# Phony Abalone



## Guts (Jan 8, 2006)

Phony Abalone

4 boneless, skinless chicken breasts
1 bottle (8-oz) clam juice
1/2 tsp salt (or to taste)
1/4 tsp pepper (or to taste)
1 egg, beaten*
1/2 box Ritz crackers, crushed (8-oz of a 16-oz box)
2 Tbsp butter
2 Tbsp vegetable oil
*or 1/4 cup egg substitute
----------------------------------------------------------------------------
----

Pound chicken breasts flat with rolling pin.
Marinate the chicken in the clam juice for 36 hours.
Add the salt and pepper to the cracker crumbs.
Dip each breast into the beaten egg, then roll the chicken in the crumbs.
Sauté the chicken in equal amounts of butter and oil until done and golden
brown.
Serve with lemon wedges and tartar sauce.

Now I have not tryed this yet but is on my list to try. if any one has please let know if you liked it Thanks.


----------



## Constance (Jan 8, 2006)

It sure sounds good.
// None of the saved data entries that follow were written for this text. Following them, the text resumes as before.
PR #334, opened 2017-08-01
Add Entity to the same Collection as Data when the latest is created

dblenkus:


resolwe/flow/executors/__init__.py
```diff
@@ -302,10 +303,16 @@ def run(self, data_id, script, verbosity=1):
                         # Copy permissions.
                         copy_permissions(parent_data, d)
 
+                        entities = Entity.objects.filter(data=d).annotate(num_data=Count('data')).filter(num_data=1)
```
mstajdohar: Include a note about this "hack".

resolwe/flow/views/data.py
```diff
@@ -115,8 +116,14 @@ def perform_create(self, serializer):
             for permission in list(zip(*instance._meta.permissions))[0]:  # pylint: disable=protected-access
                 assign_perm(permission, instance.contributor, instance)
 
+            entities = Entity.objects.filter(data=instance).annotate(num_data=Count('data')).filter(num_data=1)
```
mstajdohar: Add a note about this "hack".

I'd like to try it.


----------



## Guts (Jan 8, 2006)

I'm off to the store to get some clam juice, already have the ckn. defrosted. Is it me or do you think 36 Hrs. is a long time to marinade?


----------



## Dove (Jan 8, 2006)

Gus,
Are you trying to put Antony's (sp) 
Fish Grotto out of business?  LOL
Marge who grew up in San Diego


----------



## Chief Longwind Of The North (Jan 8, 2006)

Dove said:
			
		

> Gus,
> Are you trying to put Antony's (sp)
> Fish Grotto out of business?  LOL
> Marge who grew up in San Diego



Anthony's Fish Grotto is the place where I fell in love with deep fried squid, both the rings and the tentacles.  It was yummy.  But then again, I had real abolone in this little whole-in-the-wall Chinese restaurant located in Santee, that made great chicken chow mein.  The abolone was as tough as rubber and had a taste I din't care for, which suprised me as I love most shellfish.  It may just have been the way it was prepared.  A diving instructor that I had said abolone was truly deliscious.

Up here in the U.P., the mock abolone is as close as I can probably get to the real thing.  I did get skate up in Canada though.  It was very good.  It tasted like what I expected the abolne to taste like.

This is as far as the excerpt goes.